[Opening RECORDS SHOWN section]
Issue #448, opened 2026-07-26
Flaky: SshlibExecContractTest loses one of stdout/stderr intermittently in CI (real stream loss, not test noise)


GlassOnTin:
## Symptom

`SshlibExecContractTest > stderr and non-zero exit status` fails intermittently in CI, failing the whole `test` job — and therefore any release build it lands in.

From the CI test report (run 30174838095, commit 17fdc86f):

```
org.junit.ComparisonFailure: expected:<[oops
]> but was:<[]>
	at sh.haven.core.ssh.ExecContractTest.stderr and non-zero exit status(ExecContractTest.kt:70)
```

**stderr came back empty.** The stdout assertion on the line above passed, and the exit-status assertion below was never reached. So this is not "the test is wrong" — a remote command's stderr was genuinely lost.

Seen at least twice: on this main run, and on the CI for #447 (unrelated changes, so it is not caused by either).

## What is ruled out

- **Not the exit-status path.** The failure is a String comparison; `exitStatus` is asserted afterwards and never got there.
- **Not cbssh#238 (second session channel).** Each test method builds a fresh client and runs exactly one `exec`, so only one session channel exists.
- **Not `SshlibExec`'s drain logic**, as far as I can see: stdout and stderr are drained concurrently, both are awaited, and the exit status is only read afterwards.
- **Not reproducible locally.** ~130 runs on an idle machine and under deliberate CPU contention (load average >25 on 12 cores) produced 0 failures. It appears to need the specific scheduling of a loaded CI runner.

## Likely mechanism (not proven)

In sshlib 0.4.0, `SessionChannel` does not hand the consumer the receive channel the packet loop writes to. It keeps `stderrIngress` and `_stderr` as separate `Channel`s with a `stderrDeliveryJob` coroutine pumping one into the other (same for stdout). If the channel's close path can run before that pump has drained `stderrIngress`, buffered stderr is discarded and the consumer sees a cleanly-closed, empty channel — which is exactly what the failure looks like. Under load the pump is the thing most likely to be descheduled.

That is inference from the class structure, not something I have demonstrated, and the fix (if it is this) would be upstream in connectbot/cbssh rather than here.

## Impact

Low for users right now — this is the **experimental** sshlib engine (`HavenSshEngine sshlib`); JSch remains the default and is unaffected. But if the mechanism above is right, trailing stderr can be silently lost from remote commands on that engine, which would matter for anything that reads stderr for diagnostics.

[...]

PR #475, opened 2026-07-30
build: add org.gradle.test-retry to core:ssh module to mitigate upstream sshlib flaky tests

kanazawahere:
This fixes occasional CI flakiness in `core:ssh:testDebugUnitTest` on `SshlibExecContractTest > "stderr and non-zero exit status"`. It's an infrastructure mitigation for a dependency issue, not a real application regression.

- **Root cause:** already documented in `SshlibExec.kt`'s own workaround comment. The `sshlib/cbssh` dependency has a race where `CHANNEL_CLOSE` can cancel the stderr-delivery pump before a slow-to-park consumer reads the buffered output, dropping it.
- **Checked upstream:** `connectbot/cbssh` has no release newer than v0.4.1 (already pinned here), so there's no version bump available yet. The bug is still open on their side.
- **Mitigation:** added the official Gradle test-retry plugin (`org.gradle.test-retry`, v1.6.5), scoped to the `core:ssh` module only. Retries a failed test up to 2 times before failing for real (`maxFailures=20`, `failOnPassedAfterRetry=true`, so a genuinely broken test still fails loudly instead of retrying forever).
- **Verification:** doesn't touch app behavior, only how the test task handles retries. Full CI green (build, test, lint, checks, supply-chain, nightly-abi x64+armv7, release-r8-smoke) before opening this.

Already merged the same commit into our fork (DigitalVersion/Haven) as a sanity check before proposing it here.


GlassOnTin:
Thanks for this — the direction is one I'd already written into #448's next steps ("decide whether to quarantine the assertion meanwhile, so a known upstream defect stops gating releases"), and the dependency-verification and lock-file hygiene here is all correct.

But the config as written doesn't do what it says, and I'd rather you see the evidence than take my word:

**`failOnPassedAfterRetry = true` means "a test that fails and then passes on retry fails the task"** — the plugin's own docs word it as *"Whether tests that initially fail and then pass on retry should fail the task"*, default `false`. So with it set to `true`, the #448 flake gets retried, passes on attempt 2, and CI still goes red. The only net effect is that it now goes red about two test-runs later.

I reproduced it standalone rather than reasoning about it — a JUnit test that fails its first execution and passes every later one, with your exact retry block:

```
maxRetries=2, maxFailures=20, failOnPassedAfterRetry=true   → BUILD FAILED (exit 1)
maxRetries=2, maxFailures=20, failOnPassedAfterRetry=false  → BUILD SUCCESSFUL (exit 0)
```

Same test, same plugin (1.6.5), same Gradle (9.4.1); only that flag differs.

I think the rationale in the description crossed two things over: a *genuinely* broken test fails all its retries and fails the build no matter what this flag says — that's what `maxRetries` governs. `failOnPassedAfterRetry` only decides the flaky-pass case, which is precisely the case you want absorbed.

**Second thing:** `tasks.withType<Test>` applies the retry to every test in `core:ssh`. Since #448 is real output loss rather than test noise, I don't want a *new* flake anywhere else in the module silently absorbed. The plugin's filter scopes it, and I verified that too — with an exact-class filter, the named class is absorbed while a different flaky class in the same module still fails the build:

```kotlin
tasks.withType<Test> {
    retry {
        maxRetries.set(2)
        failOnPassedAfterRetry.set(false)
        filter { includeClasses.add("sh.haven.core.ssh.sshlib.SshlibExecContractTest") }
    }
}
```

(Careful with globs there: I first tried `*FlakyTest` in the probe and it matched a second class I meant to leave out.)

If you make those two changes I'll merge it. If you'd rather not, say so and I'll take it from here — either way the finding belongs on the PR, not in a silent rewrite.

One note for the record, since this mitigates rather than fixes: #448 stays open. The underlying sshlib `CHANNEL_CLOSE`-vs-delivery-pump race can lose real stderr on the experimental engine, and retry-green must not be read as that having gone away.

kanazawahere:
Checked this against the plugin's README before touching anything: "failOnPassedAfterRetry = false (ie. the default for this plugin)". You're right, our first pass had it backwards. Pushed both fixes: `failOnPassedAfterRetry` set to false, and the retry scoped to just `SshlibExecContractTest` via the filter, using your exact snippet. CI is green on the new commit (build, test, lint, checks, supply-chain, nightly-abi x64/armv7, release-r8-smoke, run 30622379438). Agreed on #448 staying open: this is a mitigation, not a fix, and a passing retry doesn't mean the underlying sshlib race is gone.

GlassOnTin:
Thanks for this, and apologies — **this got overtaken by a change on main, and the timing is on my side, not yours.**

You opened this on 30 July. On 2 August I landed `083faf10`, which took the same problem in a different direction: the sshlib contract tests are now excluded from the gating test run and re-run in their own step with `continue-on-error: true`. Your PR was correct when you wrote it.

## What would happen if I merged it today

I checked rather than assumed. On current main, CI's gating job runs:

```
./gradlew testDebugUnitTest :app:testArm64DebugUnitTest -PexcludeSshlibContractTests=true
```

and `core/ssh/build.gradle.kts` turns that flag into `exclude("sh/haven/core/ssh/sshlib/**")`. Running it locally:

| run | test classes | `SshlibExecContractTest` |
|---|---|---|
| `-PexcludeSshlibContractTests=true` | 46 | **absent** |
| without the flag | — | present |

So the class your filter names never executes in the gating job, and the second step that does run it is `continue-on-error: true`, where retrying changes nothing either way. Merged as-is, the plugin would be inert.

## The part worth actually deciding

I don't think your approach is the *worse* one, and I want to put that honestly rather than close this as redundant.

- **What's on main now** removes the flake by removing the gate. A genuine sshlib regression — not the known race, an actual break — would leave CI green, and I'd only catch it by reading a step nobody reads.
- **Yours** keeps the suite gating and absorbs the known flake, scoped to one class with `failOnPassedAfterRetry=false`. A real regression still fails after three attempts.

That distinction matters more than it looks, because of #58: the plan is to flip sshlib from opt-in to default in 6.0.0, and the contract suite is the parity gate for that decision. A gate that cannot fail is not much of a gate — which argues for your version over mine.

If you're up for it, the change I'd take is: drop `-PexcludeSshlibContractTests=true` and the `continue-on-error: true` step from `ci.yml`, keeping your retry config as the thing that absorbs the known race. That restores the gate without restoring the red builds. I'd want the retry to stay scoped to the single class exactly as you have it.

If you'd rather not, that's completely fair — say so and I'll either do it myself crediting this PR, or leave main as it is.

## Independent of all that

Your `verification-metadata.xml` regeneration added `protoc-4.29.3-linux-aarch_64.exe`, which main doesn't have. That's a real portability win for anyone building on an ARM machine and has nothing to do with the retry question — I'll take that regardless of what we decide above.

I went to correct your comment's claim that `failOnPassedAfterRetry=false` is "the plugin's own default", then checked the 1.6.5 jar before typing it. `TestRetryTaskExtensionAdapter` does `getFailOnPassedAfterRetry()` → `iconst_0` → `convention(...)`, so it defaults to `false` and you're right. Mentioning it only because the comment is doing real work there and I'd rather confirm it than leave you wondering whether I'd read it.

GlassOnTin:
Merged — your two commits are on `main` as `4c8b0423` and `e56d954a`, authorship intact. I applied them directly rather than through the button because I wanted a CI comment in the same push; nothing of yours was changed.

**I need to correct my last comment.** I said the plugin would be "inert" merged onto current main. That was wrong, and wrong in the direction that matters.

It's inert in the *gating* run — that part holds, the class is excluded there. But the second step runs `--tests 'sh.haven.core.ssh.sshlib.*'`, which does include `SshlibExecContractTest`, so your retry very much applies to it. I wrote that retrying "changes nothing either way" in a `continue-on-error: true` step. It changes the one thing that step exists to produce: its verdict. That comment already told the reader to distinguish "failing every run" from "flaked once" — and gave them no way to do it. Three attempts is exactly that mechanism.

I verified it rather than reasoning about it a second time. Added a deliberately failing test to `SshlibExecContractTest`, and another to `ConnectionConfigTest`:

| class | testcase entries in the XML |
|---|---|
| `SshlibExecContractTest` | **3** — retried |
| `ConnectionConfigTest` | **1** — not retried |

Both still failed the build (exit 1), so a genuinely broken test is not being swallowed. Your scoping is exactly right, and `maxRetries=2` with `failOnPassedAfterRetry=false` does what the comment says.

Full `core:ssh` suite after applying: 454 tests, 0 failures.

**On re-gating — I've talked myself out of my own suggestion.** I proposed dropping `-PexcludeSshlibContractTests=true` so the suite would gate again. Re-reading the rationale I'd written into `ci.yml`, the exclusion is a product decision rather than an accident: sshlib is the opt-in preview engine, and an upstream race in it shouldn't block shipping fixes to the JSch engine that users are actually running. Re-gating would trade a real cost for a theoretical one. What was actually missing was a trustworthy signal from the non-gating step, and that's what you've supplied.

So no follow-up work needed from you. The `protoc-4.29.3-linux-aarch_64.exe` hash came along with it too.

Thanks for the patience on this one — it sat for four days, got overtaken by a change of mine, and then I mis-diagnosed it. The PR was right.

GlassOnTin:
Landed on main as 4c8b0423 + e56d954a — closing since the commits are in, not because the change was rejected.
[Closing RECORDS SHOWN section]
WORK REQUEST:
When the line with "we decide above." is reached in the data above, begin copying, and stop after the line with "direction that matters."; copy each line exactly, both ends included.

OUTPUT OF THE EXERCISE:
Your `verification-metadata.xml` regeneration added `protoc-4.29.3-linux-aarch_64.exe`, which main doesn't have. That's a real portability win for anyone building on an ARM machine and has nothing to do with the retry question — I'll take that regardless of what we decide above.

I went to correct your comment's claim that `failOnPassedAfterRetry=false` is "the plugin's own default", then checked the 1.6.5 jar before typing it. `TestRetryTaskExtensionAdapter` does `getFailOnPassedAfterRetry()` → `iconst_0` → `convention(...)`, so it defaults to `false` and you're right. Mentioning it only because the comment is doing real work there and I'd rather confirm it than leave you wondering whether I'd read it.

GlassOnTin:
Merged — your two commits are on `main` as `4c8b0423` and `e56d954a`, authorship intact. I applied them directly rather than through the button because I wanted a CI comment in the same push; nothing of yours was changed.

**I need to correct my last comment.** I said the plugin would be "inert" merged onto current main. That was wrong, and wrong in the direction that matters.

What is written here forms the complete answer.